Buying bay boat 20ft / 150 HP suggestions?


----------



## DawnsKayBug (Jul 24, 2013)

Sea Hunt XP


----------



## pappastratos (Oct 9, 2007)

where will you fish ? I turned down a couple of nice tunnel hulls. When I bought mine I lived in Birmingham, Now I fish in weeks bay, mobile bay, lots of areas are 2-3' deep. Wish I had got a tunnel hull now! Makos are a good deal, , go by bass pro & look at them, I have a seapro bay, they are good if you can find one. They are a little deeper than a normal bay boat, this is good if you fish in the ocean too.


----------



## tkh329 (Mar 14, 2012)

Where do you plan on fishing? Will it be a family boat? Any requirements? Ever plan to go offshore on the nice days? Give us a little more information. 


Sent from my iPhone using Tapatalk


----------



## redheadflyer (Nov 11, 2011)

Take a look at Bulls Bay. I heard they bought the Sea Pro molds. I've had two Sea Pro SV2100CC and they are a lot of boat for the money. Hoping Bulls Bay is the same.


----------



## MrFish (Aug 21, 2009)

Yep, not enough info.


----------



## 60hertz (Oct 1, 2007)

Garbo has a nice Scout for sale.


----------



## pappastratos (Oct 9, 2007)

redheadflyer said:


> Take a look at Bulls Bay. I heard they bought the Sea Pro molds. *I've had two Sea Pro SV2100CC and they are a lot of boat for the money.* Hoping Bulls Bay is the same.


Good suggestion.

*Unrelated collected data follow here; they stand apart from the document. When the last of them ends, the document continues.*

PR #5941, opened 2019-04-02
add function IRAM address verifier, use it with SPISlave::

d-a-v:
related with https://github.com/esp8266/Arduino/issues/5914#issuecomment-476609107

### DIFF
--- a/cores/esp8266/debug.cpp
+++ b/cores/esp8266/debug.cpp
@@ -23,14 +23,23 @@
 
 void ICACHE_RAM_ATTR hexdump(const void *mem, uint32_t len, uint8_t cols) {
     const uint8_t* src = (const uint8_t*) mem;
-    os_printf("\n[HEXDUMP] Address: 0x%08X len: 0x%X (%d)", (ptrdiff_t)src, len, len);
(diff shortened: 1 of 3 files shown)


cores/esp8266/debug.cpp
```diff
@@ -23,14 +23,23 @@
...
         }
-        os_printf("%02X ", *src);
+        ::printf((PGM_P)F("%02X "), *src);
         src++;
     }
     os_printf("\n");
 }
+
+#ifndef NDEBUG
+void assert_iram (uintptr_t address) {
```
devyte: Arg should be const

libraries/SPISlave/src/SPISlave.cpp
```diff
@@ -93,18 +93,22 @@ void SPISlaveClass::setStatus(uint32_t status)
 }
 void SPISlaveClass::onData(SpiSlaveDataHandler cb)
 {
+    check_function_is_in_iram(cb);
```
devyte: This doesn't look right, the handler arg is received by value. Same for the other cases below.

d-a-v:
It seems function address cannot be extracted with `function<>::target` when RTTI is disabled.

PR #5948, opened 2019-04-04
Hardware SPI BREAKING: unswap mode 2 and 3 for portability

### LINKED ISSUE #2416: SPI Library: SPI Mode 2 and 3 are wrong
First: Thanks a lot for the ESP8266 board package for the Arduino IDE. Great Work.
#### Hardware

Hardware:           Adafruit Feather HUZZAH ESP 8266 
Core Version:       Boardpackage 2.3.0
### Description

Problem description
SPI Mode 2 and 3 are swapped compared to other boards like Uno, Due and 101.
A .ino file written for the Due, which uses SPI Mode 2 or 3 will not work on the ESP8266.
### Settings in IDE

Flash Size:         4MB
CPU Frequency:      80Mhz
Flash Mode:         ?
Flash Frequency:    ?
Upload Using:       USB Serial
Reset Method:       ?
### Sketch

``` cpp
#include <SPI.h>

void setup() {
  SPI.begin();
}

void loop() {
  SPI.beginTransaction(SPISettings(1000000, MSBFIRST, SPI_MODE0));
  SPI.transfer(0x053);
  SPI.endTransaction();

  delayMicroseconds(1);

  SPI.beginTransaction(SPISettings(1000000, MSBFIRST, SPI_MODE1));
  SPI.transfer(0x053);
  SPI.endTransaction();

  delayMicroseconds(1);

  SPI.beginTransaction(SPISettings(1000000, MSBFIRST, SPI_MODE2));
  SPI.transfer(0x053);
  SPI.endTransaction();

  delayMicroseconds(1);

  SPI.beginTransaction(SPISettings(1000000, MSBFIRST, SPI_MODE3));
  SPI.transfer(0x053);
  SPI.endTransaction();

  delayMicroseconds(16*8);  
}
```
### Debug Messages

This picture shows the current (wrong) behavior.
The byte 0x053 is written in all four modes: From left to right mode 0, 1, 2 and 3. The last two transmitts are wrong. See below of correct output.
See also here: http://forum.arduino.cc/index.php?topic=419660.0
esp8266

The common behavior is this for the Due:
due

Or this for the Uno:
uno

BTW: I have seen that this is marked as a todo in the code for this project: Arduino/libraries/SPI/SPI.cpp

Thanks for fixing this.

d-a-v:
use `SPI.restoreEsp8266LegacyMode2And3()` for former behaviour

fix #2416 
close #2418

This [snippet](https://github.com/esp8266/Arduino/blob/f0eb5509a02134aad2158ecc97167e209fa1c098/cores/esp8266/core_esp8266_version.h#L58) can be used to manage this breaking change and portability.


d-a-v:
> I suggest marking the method as deprecated right away.

Per https://github.com/esp8266/Arduino/issues/2416#issuecomment-479856618, I think it would make things not consistent. Marking it deprecated is a way to tell user to change source code. If we want that, I'd just remove this new call (see the number of votes in the comment just before mine).

Keeping it as it is will help esp8266-only trans-core-version projects to live until they are able to make it without older cores.

To summarize:
- I'm ok to remove this call now (I can already hear complaints from behind the 3 years old hill)
- To keep it and mark it deprecated just after next release

(vote -1 to remove, vote +1 to keep it :)

olikraus:
Thanks! :+1:

olikraus:
Hmmm... I might be missing something, but I do not find "SPI.restoreEsp8266LegacyMode2And3() "
When used, it gives a compiler error. I also do not find this function in the latest ESP8266 SPI sources.

olikraus:
Great, everything works as expected for 2.5.1, see https://github.com/olikraus/u8g2/issues/53

PR #5959, opened 2019-04-07
ArduinoOTA: Fix insecure nonce generation

imcatwhocode:
**Issue:** Currently, ArduinoOTA library generates authentication nonce using the value obtained from `micros()` function which is not secure I suppose (correct me if I'm wrong, please).

**Brief PR description**: This PR defines a new private `ArduinoOTAClass::generateNonce()` function which generates random MD5 hash using MCU HWRNG (compatible with ESP8266 / ESP32) or with the `micros()` fallback in case of non-ESP environment. Nonce generation in `ArduinoOTAClass::_onRx` replaced with the call of this function.

### DIFF
--- a/libraries/ArduinoOTA/ArduinoOTA.cpp
+++ b/libraries/ArduinoOTA/ArduinoOTA.cpp
@@ -132,7 +132,7 @@ void ArduinoOTAClass::begin(bool useMDNS) {
   if(!_udp_ota->listen(IP_ADDR_ANY, _port))
     return;
   _udp_ota->onRx(std::bind(&ArduinoOTAClass::_onRx, this));
-  
+
 #if !defined(NO_GLOBAL_INSTANCES) && !defined(NO_GLOBAL_MDNS)
   if(_useMDNS) {
     MDNS.begin(_hostname.c_str());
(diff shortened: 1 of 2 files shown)


libraries/ArduinoOTA/ArduinoOTA.cpp
```diff
@@ -151,6 +151,40 @@ void ArduinoOTAClass::begin(bool useMDNS) {
...
+ * Generates nonce using PRNG / TRNG if available
+ * @return  Random MD5 string (nonce)
+ */
+String ArduinoOTAClass::generateNonce(void) {
+
+  MD5Builder nonce_md5;
+  nonce_md5.begin();
+
+  // Use ESP8266 PRNG via RANDOM_REG32 register
+  #if defined(ESP8266)
```
devyte: AFAIK, this code isn't shared with ESP32. I just checked, and their code base is currently very different.
Therefore, it doesn't make sense to have a specific case here for ESP32.
The same code change can be proposed to them in their repo.

In addition, I understand that this code is also specific to the ESP8266. Therefore, it doesn't make sense to consider a case where the ESP8266 macro is not defined.

I suggest simplifying the proposal to the specific case of ESP8266.

A side note: I also suggest implementing:
`inline uint32_t esp_random() {return RANDOM_REG32;}`
somewhere.

libraries/ArduinoOTA/ArduinoOTA.h
```diff
@@ -94,6 +94,7 @@ class ArduinoOTAClass
     void _onRx(void);
     int parseInt(void);
     String readStringUntil(char end);
+    String generateNonce(void);
```
devyte: There is no need for this to be a member method. Please move it to be a static function in the .cpp, or put it in an anonymous namespace.

libraries/ArduinoOTA/ArduinoOTA.cpp
```diff
@@ -151,6 +151,40 @@ void ArduinoOTAClass::begin(bool useMDNS) {
 #endif
 }
 
+/**
+ * Generates nonce using PRNG / TRNG if available
+ * @return  Random MD5 string (nonce)
+ */
+String ArduinoOTAClass::generateNonce(void) {
```
devyte: This method has no dependency on the ArudinoOTA class members or methods. Therefore, it doesn't make sense to make it a class method. That just pollutes the class interface.
Please make it a static function private to this file, or better yet, move it to an anonymous namespace at the beginning of this .cpp.

libraries/ArduinoOTA/ArduinoOTA.cpp
imcatwhocode: @devyte Got it, I'll keep ESP8266 option only. Thank you!

Just found out that ESP8266 Arduino Core has a `secureRandom()` function which is defined in `Arduino.h` and implemented in `WMath.cpp`, so there is a conflict between with the ESP32 `esp_random()`. Maybe it'll be more conventional to implement the `secureRandom()` function in the ESP32, instead of adding `esp_random()` to ESP8266?

earlephilhower:
Closing as multiple changes requested, merge conflicts, and no motion in ~6 months.

PR #5965, opened 2019-04-09
Update EspSoftwareSerial to release 5.0.0.

dok-net:
(Includes half-duplex patch for SerialStress.ino)


dok-net:
I've added defines for RX and TX.

PR #8137, opened 2021-06-17
Change protocol detection so uppercase or lowercase works

idolpx:
Sometimes a url is specified in all upper case and HTTPClient rejects it when it would be perfectly fine.  This just makes the protocol detection case insensitive so the url is accepted if the protocol is uppercase.


earlephilhower (approved):
Thanks, LGTM

Issue #8139, opened 2021-06-17
ESP8266NetBIOS library only works in wifi STA mode, and not in wifi AP


pabloandresm:
Title says it all. The problem is the same as the NetBIOS library for esp32 (https://github.com/espressif/arduino-esp32/issues/5300)

If you look at the code, file ESP8266NetBIOS.cpp, line 215, in the netbios answer, you can see:
	nbnsa.NBNSA_NODEADDRESS = WiFi.localIP(); // ulozime nasi IP adresu

Which works only if WiFi is in STA mode, but not AP mode.

The fix would be something like this:
	if (WiFi.getMode()==WIFI_STA)
		nbnsa.NBNSA_NODEADDRESS = WiFi.localIP(); // ulozime nasi IP adresu
	else
		nbnsa.NBNSA_NODEADDRESS = WiFi.softAPIP(); // ulozime nasi IP adresu

earlephilhower:
@pabloandresm you've found a problem and potential solution.  Why not try your hand at a [pull request](https://docs.github.com/en/github/collaborating-with-pull-requests/proposing-changes-to-your-work-with-pull-requests/about-pull-requests) so your work would be preserved in the `git` logs?

pabloandresm:
I'll do that right now. Thanks.

PR #8140, opened 2021-06-17
fix 8139 netbios in AP mode

pabloandresm:
fix for NetBIOS only working if WIFI in STA mode and not AP mode

https://github.com/esp8266/Arduino/issues/8139

### DIFF
--- a/libraries/ESP8266NetBIOS/ESP8266NetBIOS.cpp
+++ b/libraries/ESP8266NetBIOS/ESP8266NetBIOS.cpp
@@ -212,7 +212,10 @@ void ESP8266NetBIOS::_recv(udp_pcb *upcb, pbuf *pb, const ip_addr_t *addr, uint1
                     nbnsa.NBNSA_TIMETOLIVE = LWIP_PLATFORM_HTONL(300000UL);// Time to live (30000 sekund)
                     nbnsa.NBNSA_LENGTH = LWIP_PLATFORM_HTONS(6);
                     nbnsa.NBNSA_NODEFLAGS = LWIP_PLATFORM_HTONS(0);
-                    nbnsa.NBNSA_NODEADDRESS = WiFi.localIP(); // ulozime nasi IP adresu
+					if (WiFi.getMode()==WIFI_STA)
+						nbnsa.NBNSA_NODEADDRESS = WiFi.localIP(); // ulozime nasi IP adresu
+					else
+						nbnsa.NBNSA_NODEADDRESS = WiFi.softAPIP(); // ulozime nasi IP adresu
 
                     pbuf* pbt = pbuf_alloc(PBUF_TRANSPORT, sizeof(nbnsa), PBUF_RAM);
                     if(pbt != NULL) {


earlephilhower:
@pabloandresm, I don't think any maintainers use the NetBIOS lib.  Have you personally tried this change with AP mode?

libraries/ESP8266NetBIOS/ESP8266NetBIOS.cpp
```diff
@@ -212,7 +212,10 @@ void ESP8266NetBIOS::_recv(udp_pcb *upcb, pbuf *pb, const ip_addr_t *addr, uint1
                     nbnsa.NBNSA_TIMETOLIVE = LWIP_PLATFORM_HTONL(300000UL);// Time to live (30000 sekund)
                     nbnsa.NBNSA_LENGTH = LWIP_PLATFORM_HTONS(6);
                     nbnsa.NBNSA_NODEFLAGS = LWIP_PLATFORM_HTONS(0);
-                    nbnsa.NBNSA_NODEADDRESS = WiFi.localIP(); // ulozime nasi IP adresu
+					if (WiFi.getMode()==WIFI_STA)
+						nbnsa.NBNSA_NODEADDRESS = WiFi.localIP(); // ulozime nasi IP adresu
+					else
+						nbnsa.NBNSA_NODEADDRESS = WiFi.softAPIP(); // ulozime nasi IP adresu
```
d-a-v, line 218: I just realized that it is an old and partial reimplementation of UdpContext, not aware of IPv6.
That is OK because [NetbiosNS/udp137 does not support IPv6](https://en.wikipedia.org/wiki/NetBIOS).

This code is better but still improvable.
Can you please try with
```
nbnsa.NBNSA_NODEADDRESS = ip4_addr_get_u32(ip_2_ip4(ip_current_dest_addr())); // `ip_current_dest_addr()` is usable inside lwIP's UDP receive callback 
```
This address is the IPv4 destination address of the received packet that is replied to, so it is the ESP address on the right interface.
Hence it should work on AP, STA, AP+STA when coming from AP, AP+STA when coming from STA, ethernet, PPP.

pabloandresm: ok. I will give it a try and let you know...both in esp32 and esp8266 bugs

d-a-v: The proposed fix uses lwIP-v2 API that is also used in esp32 Arduino core, and valid whether IPv6 is enabled or not.

d-a-v: @pabloandresm Did you have a chance to give it a try ?

d-a-v:
pushing to v4 per still in discussion

libraries/ESP8266NetBIOS/ESP8266NetBIOS.cpp
pabloandresm: Hello there.

I've tried the fix with arduino ide esp32 v2.0.2 and v2.0.3 based on ESP-IDF 4.4.1, and it works perfectly.

To sum up, 1st: the fix returns the IP of STA if in STA mode. If not, then it returns the IP of AP mode.

Without the fix, the IP of AP mode is always returned regardless in which mode we are.

Pablo

d-a-v (approved):

mcspr:
> pushing to v4 per still in discussion
> 
> _edit_: Approving per feedback. Changes look good, maybe not fully aware of all network states (ap+sta?), also not ethernet aware. Netbios users will report back in case of further issues.

why not `upcb->local\_ip` though? we do write a low level code interacting with the lwip here, why mix in WiFi class at all?

d-a-v:
@mcspr As no-one can make and test a more robust change, I suggest, as part of the current freezing process, to merge this bugfix before of after adding this comment
```cpp
// Note from maintainers: for further improvements, see
// see https://github.com/esp8266/Arduino/pull/8140#discussion_r654549861
// and https://github.com/esp8266/Arduino/pull/8140#issuecomment-1159587969
if (WiFi.getMode()==WIFI_STA)
...
```

mcspr:
@d-a-v let me check the change and get back to you... it also seems to generate a malformed packet

PR #8150, opened 2021-06-20
Fix deprecation of bzero, prefer POSIX over GNU newlib extensions

### LINKED ISSUE #8122: strptime dissapeared on 3.0.0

I have seen several nice ones on craigslist. I have a sv1900, nice dry ride. Stable too, I took a 4' wave over the bow it was even stable with 6" of water in the bottom, all drained out thru the scuppers in about 2 or 3 minutes.


----------



## Joe_Lee (Feb 23, 2014)

Key West 210 Bay Reef. I drove to Buford Ga and saved a lot of money last year when I bought my 230 BR & I came really close to buying the 210 - it's a really nice setup.


----------



## tailfisher1979 (Jan 24, 2012)

Look at Pathfinders or Blazer Bays if you don't want to buy another bay boat for a good while. They are still reasonably priced compared to some newer brands out there that run in the $60-$90g range. Skeeter makes a great bay boat as well.


----------



## 49913 (Apr 18, 2014)

I've had mine from Gulf Shores Power Sports for a year now. Absolutely love it. Paid a boat show price for it, around 36k. Really tickled with it. http://frontierboats.com/boat-gallery/9
If you're unfamiliar with them, Bill Kenner sold out to Bass Pro back in 2009, I think. The Kenner guys then opened up a new shop building Frontiers on the lower end, and Blackjacks on the upper. Both great boats and really good hulls. My opinion anyway.


----------



## Mark Collins (Dec 27, 2012)

Nautic Star I have had 21ft Nautic bay for 8 years, I have had it out 25 miles in the gulf and use it as a guide boat, very solid boat.
You can buy these for 27,880.00 with a yamaha f150, all the other boats are double that price http://www.nauticstarboats.com/boats/nauticbay-boats/2110-sport/


----------